La gestione condominiale italiana ha specificità che la IA può aiutare a risolvere: (1) Comunicazione con i condòmini: un asistente IA può rispondere automaticamente alle domande dei condòmini su WhatsApp o email — spese del mese, quando è la prossima assemblea, stato dei lavori, come funziona il riscaldamento centralizzato — senza che l'amministratore debba rispondere manualmente a ogni richiesta. (2) Interpretazione delle norme: il sistema ha il Codice Civile (artt. 1117-1139), la Legge 220/2012 e il regolamento di condominio specifico di ogni edificio indicizzati.

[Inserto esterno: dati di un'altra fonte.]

PR #730, opened 2023-07-11
api: extend va_deprecate to modern c/c++ and MSVC

dvrogozh:
Since libva was ported to Windows we should extend va_deprecate to work for MSVC where possible. Otherwise there might be confisions on which API is or is not deprecated.

We also can use advantages of modern c/c++ standards providing deprecating attributes.

### DIFF
--- a/va/va.h
+++ b/va/va.h
@@ -86,13 +86,22 @@
 extern "C" {
 #endif
 
-#if defined(__GNUC__) && !defined(__COVERITY__)
+#if defined(__cplusplus) && __cplusplus >= 201402L
+#define va_deprecated [[deprecated]]
+#define va_deprecated_enum [[deprecated]]
+#elif __STDC__ && __STDC_VERSION__ >= 202311L
+#define va_deprecated [[deprecated]]
+#define va_deprecated_enum [[deprecated]]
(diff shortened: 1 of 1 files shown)


va/va.h
```diff
@@ -86,13 +86,22 @@
 extern "C" {
 #endif
 
-#if defined(__GNUC__) && !defined(__COVERITY__)
+#if defined(__cplusplus) && __cplusplus >= 201402L
+#define va_deprecated [[deprecated]]
+#define va_deprecated_enum [[deprecated]]
+#elif __STDC__ && __STDC_VERSION__ >= 202311L
+#define va_deprecated [[deprecated]]
+#define va_deprecated_enum [[deprecated]]
```
evelikov, line 94: Don't know how much we care, but this will break Coverity Scan - both within this project and other projects that use libva. See 392187428cee9f5062c1b989cbe83a0a5e17c861 for details.

dvrogozh: Added notation is a part of C/C++ standard which tools should now or later be capable to understand. Whether Coverity understands above notation as of today - that's a question. I wonder how we can check before the merge? @uartie : do we have a way?

Other than that it's easy to modify PR to expand to nothing for coverity (as it was before).

PR #731, opened 2023-07-17
minor fixes for driver name rework

XinfengZhang:


LhGu (approved):

va/drm/va_drm_utils.c
```diff
@@ -89,8 +89,8 @@ VA_DRM_GetDriverNames(VADriverContextP ctx, char **drivers, unsigned *num_driver
         if (strcmp(map[i].drm_driver, drm_driver) == 0) {
             const char * const *va_drivers = map[i].va_driver;
 
-            while (va_drivers[count]) {
-                if (count < MAX_NAMES && count < *num_drivers)
+            while (count < MAX_NAMES && va_drivers[count]) {
+                if (count < *num_drivers)
                     drivers[count] = strdup(va_drivers[count]);
```
evelikov, line 94: The original code was essentially mixing two conflicting premises:
 - there will be a sentinel - aka the `while (va_drivers[count])`
 - there will not be a sentinel - aka `count < MAX_NAMES`

It would be a lot easier to read if we use

```
for ( ; count < MAX_NAMES && count < *num_drivers; count++)
    drivers[count] = strdup(va_drivers[count]);
```

Can we use ^^ instead? Plus, please prefix the commit message with `drm:`

evelikov (changes requested):

va/drm/va_drm_utils.c
XinfengZhang: > 
> Can we use ^^ instead? Plus, please prefix the commit message with `drm:`

yes, will change the commit message, but
```
for ( ; count < MAX_NAMES && count < *num_drivers; count++)
    drivers[count] = strdup(va_drivers[count]);
```
is not enough , if map[i].va_drivers only have 1 element.  the pointer map[i].va_drivers[1] is nullptr. 
we always need check drivers[count] is not null.

evelikov: Note to self: don't write any code before having coffee.

You're right. The following should fix that right?

```
for ( ; count < MAX_NAMES && va_drivers[count] && count < *num_drivers; count++)
    drivers[count] = strdup(va_drivers[count]);
```

evelikov: The API was aimed to take an array + its size as input. Then each implementation is should populate the array, _up-to_ the original length and return the actual length. If I'm understanding correctly it sounds like we had bug in the original.

That said, just had a cup of coffee so it would be better if I have another look + send a patch documenting the API later today.

Thanks

XinfengZhang: updated. thanks

evelikov:
Looks like other backends need a similar fix. Let me fix that up... /me writes a patch.

PR #732, opened 2023-07-20
va: Fix -Wl,--version-script check with LLD 17

vimproved:
In the upcoming LLD 17 (and previously in LLD 16.0.0, but reverted in 16.0.1), --no-undefined-version is becoming the default behavior. This causes the configure check for --version-scripts support to fail due to the symbols in the version script not being defined, which will cause the version script to not be used, and the build will fail due to --no-undefined-version. This commit adds '-Wl,--undefined-version' to the args of the configure check.

### DIFF
--- a/conftest.syms
+++ b/conftest.syms
@@ -1,0 +1,6 @@
+VERSION_1 {
+    global:
+        main;
+    local:
+        *;
+};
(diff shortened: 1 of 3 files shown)


XinfengZhang:
@vimproved , could you help to address the action issue?

vimproved:
> @vimproved , could you help to address the action issue?

Yes, sorry. I've been meaning to look at this for a while now, since I think this PR is not the best approach.

vimproved:
Updated this PR with a different method of fixing that should be more correct.

PR #735, opened 2023-07-24
Added Q416 fourcc for 16-bit YUV 4:4:4 planar format

thesword53:
Needed to support YUV 4:4:4 10 and 12 bits HEVC decoding for https://github.com/elFarto/nvidia-vaapi-driver.
Nvidia proprietary driver uses planar YUV 4:4:4 for 16 bits surfaces according to [cuviddec.h](https://github.com/NVIDIA/DALI/blob/7268fe15c50db664b4df5226b66cb46e717f46be/dali/operators/reader/loader/video/nvdecode/cuviddec.h#L91).

### DIFF
--- a/va/va.h
+++ b/va/va.h
@@ -4583,6 +4583,11 @@ VAStatus vaSyncBuffer(
  * Four bytes per pixel: X, Y, U, V.
  */
 #define VA_FOURCC_XYUV          0x56555958
+/** Q416: three-plane 16-bit YUV 4:4:4.
+ *
+ * The three planes contain Y, U and V respectively.
+ */
+#define VA_FOURCC_Q416          0x36313451
 
 /* byte order */
 #define VA_LSB_FIRST        1


XinfengZhang (approved):
have no concern about VA_FOURCC('Q', '4', '1' '6')
but there are usage to define a planar 444 16 bit?

thesword53:
> but there are usage to define a planar 444 16 bit?

[nvidia-vaapi-driver](https://github.com/elFarto/nvidia-vaapi-driver) is a VAAPI implementation on top of NVDEC (Nvidia proprietary hardware decode API) and it requires planar YUV444 16 bits surface to decode HEVC YUV444 10 and 12 bits videos and there is no fourcc in va.h for `yuv444p16` but only one for packed [YUVA 444 16 bits](https://github.com/intel/libva/blob/807044bd0fcb944edf230052fa09acc4266790fe/va/va.h#L4487C33-L4487C43).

Quando un condòmino chiede "posso installare un condizionatore sulla facciata?", il sistema cita l'art. 1122-bis c.c. e il regolamento specifico. (3) Gestione della morosità: notifiche automatiche al condomino moroso, escalation al procedimento di decreto ingiuntivo. (4) Preparazione dell'assemblea: convocazioni automatiche, ordine del giorno standard, verbalizzazione assistita dall'IA. IgeraFincas è disponibile anche per il mercato italiano con corpus normativo del Codice Civile italiano e adattamento alla terminologia condominiale italiana.

Qual è la differenza tra il condominio italiano e la comunidad de propietarios spagnola?

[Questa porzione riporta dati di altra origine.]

PR #737, opened 2023-07-25
Unlock mutex before return

MicroYY:
Always release mutex before return.

Signed-off-by: Jay Yang <jay.yang@intel.com>

### DIFF
--- a/va/va_trace.c
+++ b/va/va_trace.c
@@ -6335,12 +6335,14 @@ void va_TraceExportSurfaceHandle(
     va_TraceMsg(trace_ctx, "\tflags     = 0x%08x\n", flags);
 
     if (memType != VA_SURFACE_ATTRIB_MEM_TYPE_DRM_PRIME_2) {
+        DPY2TRACE_VIRCTX_EXIT(pva_trace);
         return;
     }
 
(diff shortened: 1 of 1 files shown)


Dylan-debug (approved):

XinfengZhang (approved):

va/va_trace.c
```diff
@@ -6344,6 +6334,16 @@ void va_TraceExportSurfaceHandle(
         return;
     }
 
+    int i;
+
+    DPY2TRACE_VIRCTX(dpy);
+
+    TRACE_FUNCNAME(idx);
+
+    va_TraceMsg(trace_ctx, "\tsurfaceId = 0x%08x\n", surfaceId);
```
dvrogozh, line 6343: I liked that these 3 items would be printed regardless of memType check.... Consider that someone will need to extend this function to cover other mem types - he will need to basically revert your change.

Thus, please, revert back the change and handle mutex issue in a different way, i.e. either call `DPY2TRACE_VIRCTX_EXIT` before each return or use `goto exit` instead of return.

dvrogozh (changes requested):

va/va_trace.c
MicroYY: Thanks. Updated.

dvrogozh (approved):
looks good

PR #740, opened 2023-08-02
Clarify the usage of flag VA_PROC_PIPELINE_FAST.

FurongZhang:


va/va_vpp.h
```diff
@@ -510,11 +510,15 @@ typedef struct _VABlendState {
...
- * decoded from a secondary bitstream.
+ * This flag is a hint to the video processor to achieve faster processing speed
+ * (better performance)in the pipeine. Hardware vendor might have several approaches
+ * for one functionality, this flag is to indicate the one with best performance.
+ * Performance depends on the hardware capablity, plesae refer to the specific hardware
+ * specification from hardware vendors. Here, lists a few examples as the reference.
+ * 1) When processing several surfaces, it may be necessary to prioritize more certain
+ * pipelines with this flag than others. 2) This flag is only a hint to the video processor
+ * so that it can omit certain filters for better performance for example. 3) Typically, this
+ * flag could be used with video surfaces decoded from a secondary bitstream.
```
HeJunyan, line 521: I think we should give more description about the relationship between this flag and the VA_FILTER_SCALING_FAST and VA_FILTER_SCALING_HQ flag here.

va/va_vpp.h
```diff
@@ -510,11 +510,20 @@ typedef struct _VABlendState {
...
+ *
+ * Regarding the usage of this flag, there are some filter properties in vaapi such as
+ * VA_FILTER_SCALING_XXX, when VA_PROC_PIPELINE_FAST is combined with these properties,
+ * the backend implementation should honor VA_PROC_PIPELINE_FAST which means this flag
+ * could change the filter properties implicitly for better performance.
```
xhaihao, line 526: Does it mean VA_FILTER_SCALING_XXX won't take effects if `VA_PROC_PIPELINE_FAST` is set ? How does a user know `VA_PROC_PIPELINE_FAST` should be set or not ?

FurongZhang: if VA_PROC_PIPELINE_FAST is set, VA_FILTER_SCALING_XXX will not take effect. If the user wants to get better performance, VA_PROC_PIPELINE_FAST should be set.

PR #743, opened 2023-08-16
trace: fix minor issue about printf data type and value range

XinfengZhang:


va/va_trace.c
```diff
@@ -1243,10 +1243,10 @@ static void va_TraceSurfaceAttributes(
                     for (j = 0; j < tmp->num_objects; j++) {
                         va_TraceMsg(trace_ctx, "\t\t\tobjects[%d].fd=%d\n", j, tmp->objects[j].fd);
                         va_TraceMsg(trace_ctx, "\t\t\tobjects[%d].size=%d\n", j, tmp->objects[j].size);
-                        va_TraceMsg(trace_ctx, "\t\t\tobjects[%d].drm_format_modifier=%d\n", j, tmp->objects[j].drm_format_modifier);
+                        va_TraceMsg(trace_ctx, "\t\t\tobjects[%d].drm_format_modifier=%llx\n", j, tmp->objects[j].drm_format_modifier);
                     }
                     va_TraceMsg(trace_ctx, "\t\t  num_layers=%d\n", tmp->num_layers);
-                    for (j = 0; j < tmp->num_layers; j++) {
+                    for (j = 0; j < tmp->num_layers && tmp->num_layers <= 4; j++) {
```
dvrogozh, line 1249: 1. You should be doing same for `num_objects`, right?
2. I think better to derive from real array size and avoid hardcoding 4 here:
```
tmp->num_layers <= sizeof(tmp->layers)/sizeof(tmp->layers[0])
```

dvrogozh (changes requested):

va/va_trace.c
XinfengZhang: > 1. You should be doing same for `num_objects`, right?

yes, correct, will update

> 2. I think better to derive from real array size and avoid hardcoding 4 here:

"4" comes from [VADRMPRIMESurfaceDescriptor](https://github.com/intel/libva/blob/master/va/va_drmcommon.h#L158) , it is fix value.

dvrogozh (approved):
looks good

La struttura di base è simile — proprietà esclusiva + parti comuni + assemblea + spese condominiali — ma ci sono differenze normative rilevanti: (1) Normativa: Italia — Codice Civile artt. 1117-1139 + L. 220/2012. Spagna — Ley de Propiedad Horizontal (LPH, 1960) + riforme 2013 e 2022. Catalogna ha una propria normativa (Codi Civil Català). (2) Fondo di riserva: Spagna obbliga al 10% del bilancio ordinario (da L. 10/2022); in Italia non c'è un minimo legale fisso. (3) Recupero dei morosi: Spagna ha il procedimento monitorio art. 21 LPH molto efficace. Italia usa il decreto ingiuntivo (art. 63 disp. att. c.c.) con privilege sugli immobili. (4) Amministratore: in Spagna non è obbligatorio per condomini piccoli; in Italia è obbligatorio per >8 condòmini. (5) Mediazione obbligatoria: in Italia dal 2023 è obbligatorio il tentativo di mediazione prima di andare in giudizio per controversie condominiali (D.Lgs. 28/2010). IgeraFincas gestisce entrambi i mercati con corpus normativi specifici per ogni paese.